» **Exercise requirements**: In the entries below, find the line with "modmuss50: Not keen" and the line with "modmuss50: Is this". Print those two and everything between them exactly, and nothing else.

=== Records for the exercise ===

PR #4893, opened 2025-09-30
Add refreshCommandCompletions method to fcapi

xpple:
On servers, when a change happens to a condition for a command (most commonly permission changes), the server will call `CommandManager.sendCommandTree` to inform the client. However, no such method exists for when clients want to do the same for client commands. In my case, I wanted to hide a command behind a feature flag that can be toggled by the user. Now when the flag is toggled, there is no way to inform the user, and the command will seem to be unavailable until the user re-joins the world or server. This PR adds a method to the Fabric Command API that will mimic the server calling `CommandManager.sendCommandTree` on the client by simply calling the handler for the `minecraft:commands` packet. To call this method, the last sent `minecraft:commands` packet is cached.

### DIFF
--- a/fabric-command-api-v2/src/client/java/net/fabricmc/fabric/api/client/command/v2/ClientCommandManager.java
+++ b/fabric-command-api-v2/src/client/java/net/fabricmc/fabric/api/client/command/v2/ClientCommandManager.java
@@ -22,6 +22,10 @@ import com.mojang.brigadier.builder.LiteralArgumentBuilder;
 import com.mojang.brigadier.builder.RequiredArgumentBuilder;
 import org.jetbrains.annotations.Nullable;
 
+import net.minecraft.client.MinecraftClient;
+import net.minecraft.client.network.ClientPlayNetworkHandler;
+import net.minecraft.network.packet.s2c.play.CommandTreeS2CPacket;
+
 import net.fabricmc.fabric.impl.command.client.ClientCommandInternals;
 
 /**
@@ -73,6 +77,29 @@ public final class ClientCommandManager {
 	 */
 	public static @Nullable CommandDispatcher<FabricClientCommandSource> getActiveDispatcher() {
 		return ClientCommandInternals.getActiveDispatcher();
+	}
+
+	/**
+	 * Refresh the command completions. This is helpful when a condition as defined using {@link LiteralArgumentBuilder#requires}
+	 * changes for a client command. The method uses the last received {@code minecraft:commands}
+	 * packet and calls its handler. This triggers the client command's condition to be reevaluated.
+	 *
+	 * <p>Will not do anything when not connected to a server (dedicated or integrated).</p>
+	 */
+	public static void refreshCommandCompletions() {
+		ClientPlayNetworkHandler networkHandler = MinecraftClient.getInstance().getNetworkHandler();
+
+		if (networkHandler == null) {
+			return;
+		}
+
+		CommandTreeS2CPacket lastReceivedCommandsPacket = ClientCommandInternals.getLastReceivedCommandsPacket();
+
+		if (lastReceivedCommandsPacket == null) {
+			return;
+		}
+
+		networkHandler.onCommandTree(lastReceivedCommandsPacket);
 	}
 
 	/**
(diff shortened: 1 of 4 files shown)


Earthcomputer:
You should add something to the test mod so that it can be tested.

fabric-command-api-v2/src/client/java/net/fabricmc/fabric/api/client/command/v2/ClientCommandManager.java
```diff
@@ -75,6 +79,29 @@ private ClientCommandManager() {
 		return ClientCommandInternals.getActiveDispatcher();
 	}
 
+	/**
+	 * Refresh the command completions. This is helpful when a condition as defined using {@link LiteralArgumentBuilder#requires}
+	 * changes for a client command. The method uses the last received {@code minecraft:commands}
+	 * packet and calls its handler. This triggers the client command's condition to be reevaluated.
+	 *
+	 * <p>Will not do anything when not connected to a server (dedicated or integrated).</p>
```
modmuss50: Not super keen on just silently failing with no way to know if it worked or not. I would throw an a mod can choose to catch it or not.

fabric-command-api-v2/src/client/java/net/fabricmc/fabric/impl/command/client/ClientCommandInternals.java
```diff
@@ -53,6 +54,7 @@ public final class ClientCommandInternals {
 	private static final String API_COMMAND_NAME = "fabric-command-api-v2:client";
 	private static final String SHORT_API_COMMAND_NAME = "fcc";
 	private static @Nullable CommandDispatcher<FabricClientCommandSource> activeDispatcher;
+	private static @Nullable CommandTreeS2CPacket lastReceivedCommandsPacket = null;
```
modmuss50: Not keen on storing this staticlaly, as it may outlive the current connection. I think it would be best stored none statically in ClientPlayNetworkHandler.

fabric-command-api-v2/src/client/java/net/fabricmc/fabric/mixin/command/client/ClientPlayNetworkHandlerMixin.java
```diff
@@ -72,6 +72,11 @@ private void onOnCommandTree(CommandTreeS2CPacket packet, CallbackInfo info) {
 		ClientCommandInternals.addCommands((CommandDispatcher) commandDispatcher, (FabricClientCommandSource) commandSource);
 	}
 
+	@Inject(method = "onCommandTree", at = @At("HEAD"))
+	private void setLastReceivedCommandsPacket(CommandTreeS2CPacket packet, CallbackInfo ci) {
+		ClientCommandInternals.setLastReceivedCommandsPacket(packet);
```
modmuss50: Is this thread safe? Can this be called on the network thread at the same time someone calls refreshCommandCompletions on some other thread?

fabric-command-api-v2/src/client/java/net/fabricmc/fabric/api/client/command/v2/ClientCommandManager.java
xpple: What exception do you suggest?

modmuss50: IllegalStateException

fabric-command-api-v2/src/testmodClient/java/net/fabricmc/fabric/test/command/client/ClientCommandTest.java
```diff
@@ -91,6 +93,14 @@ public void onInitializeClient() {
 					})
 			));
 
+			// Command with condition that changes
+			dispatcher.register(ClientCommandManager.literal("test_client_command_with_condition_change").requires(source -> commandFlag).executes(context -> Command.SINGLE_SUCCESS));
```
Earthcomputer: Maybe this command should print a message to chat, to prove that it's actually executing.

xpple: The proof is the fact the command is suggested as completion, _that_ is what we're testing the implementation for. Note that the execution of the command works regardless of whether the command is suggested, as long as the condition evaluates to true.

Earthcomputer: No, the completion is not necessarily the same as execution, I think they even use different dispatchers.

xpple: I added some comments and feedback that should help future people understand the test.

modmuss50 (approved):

===

» **Output**:
modmuss50: Not keen on storing this staticlaly, as it may outlive the current connection. I think it would be best stored none statically in ClientPlayNetworkHandler.

fabric-command-api-v2/src/client/java/net/fabricmc/fabric/mixin/command/client/ClientPlayNetworkHandlerMixin.java
```diff
@@ -72,6 +72,11 @@ private void onOnCommandTree(CommandTreeS2CPacket packet, CallbackInfo info) {
 		ClientCommandInternals.addCommands((CommandDispatcher) commandDispatcher, (FabricClientCommandSource) commandSource);
 	}
 
+	@Inject(method = "onCommandTree", at = @At("HEAD"))
+	private void setLastReceivedCommandsPacket(CommandTreeS2CPacket packet, CallbackInfo ci) {
+		ClientCommandInternals.setLastReceivedCommandsPacket(packet);
```
modmuss50: Is this thread safe? Can this be called on the network thread at the same time someone calls refreshCommandCompletions on some other thread?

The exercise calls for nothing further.